Please count the lines in the listing below where the word "false" appears. Give the number only.
========
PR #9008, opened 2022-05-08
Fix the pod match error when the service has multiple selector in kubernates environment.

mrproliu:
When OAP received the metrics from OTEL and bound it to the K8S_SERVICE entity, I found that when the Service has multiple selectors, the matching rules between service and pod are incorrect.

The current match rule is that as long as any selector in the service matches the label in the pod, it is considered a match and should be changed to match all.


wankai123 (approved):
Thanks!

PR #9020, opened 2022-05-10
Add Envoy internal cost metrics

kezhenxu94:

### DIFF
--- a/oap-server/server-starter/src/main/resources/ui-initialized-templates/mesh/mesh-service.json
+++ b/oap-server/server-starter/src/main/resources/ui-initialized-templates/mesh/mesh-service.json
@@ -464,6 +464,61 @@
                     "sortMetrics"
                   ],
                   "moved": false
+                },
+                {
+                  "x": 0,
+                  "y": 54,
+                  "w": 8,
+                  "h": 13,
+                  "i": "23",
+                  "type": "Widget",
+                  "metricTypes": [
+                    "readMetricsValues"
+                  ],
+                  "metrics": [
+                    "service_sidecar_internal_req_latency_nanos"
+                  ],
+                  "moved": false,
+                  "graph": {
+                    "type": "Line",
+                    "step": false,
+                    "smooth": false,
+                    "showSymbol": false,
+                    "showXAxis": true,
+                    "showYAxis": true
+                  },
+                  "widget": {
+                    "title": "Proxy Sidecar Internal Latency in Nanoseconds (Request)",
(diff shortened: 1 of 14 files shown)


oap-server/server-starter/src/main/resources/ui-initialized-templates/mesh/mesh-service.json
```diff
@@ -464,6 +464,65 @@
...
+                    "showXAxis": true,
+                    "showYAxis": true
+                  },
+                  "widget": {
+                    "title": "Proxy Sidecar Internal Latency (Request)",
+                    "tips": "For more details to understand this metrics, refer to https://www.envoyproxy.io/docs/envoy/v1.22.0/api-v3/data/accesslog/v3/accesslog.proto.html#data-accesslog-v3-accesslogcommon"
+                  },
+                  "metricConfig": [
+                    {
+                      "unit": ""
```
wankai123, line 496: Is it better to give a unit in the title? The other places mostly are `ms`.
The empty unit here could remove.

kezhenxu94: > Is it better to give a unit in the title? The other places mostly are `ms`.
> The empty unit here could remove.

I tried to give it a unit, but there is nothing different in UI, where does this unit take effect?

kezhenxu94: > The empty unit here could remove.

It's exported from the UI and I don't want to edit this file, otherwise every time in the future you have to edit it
========
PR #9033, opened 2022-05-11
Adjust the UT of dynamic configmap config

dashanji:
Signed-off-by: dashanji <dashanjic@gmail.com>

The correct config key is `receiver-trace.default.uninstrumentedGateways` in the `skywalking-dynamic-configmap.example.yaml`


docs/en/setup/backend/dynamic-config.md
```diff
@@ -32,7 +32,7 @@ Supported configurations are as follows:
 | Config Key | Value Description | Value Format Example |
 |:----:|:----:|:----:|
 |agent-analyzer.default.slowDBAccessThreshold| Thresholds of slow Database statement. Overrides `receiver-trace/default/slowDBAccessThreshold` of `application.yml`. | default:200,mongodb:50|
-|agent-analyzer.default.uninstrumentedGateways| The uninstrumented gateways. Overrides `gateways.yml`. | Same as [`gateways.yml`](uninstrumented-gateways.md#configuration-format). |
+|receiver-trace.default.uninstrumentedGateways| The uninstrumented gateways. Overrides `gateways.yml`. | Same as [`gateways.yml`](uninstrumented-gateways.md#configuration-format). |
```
========
▶ [Response below] 5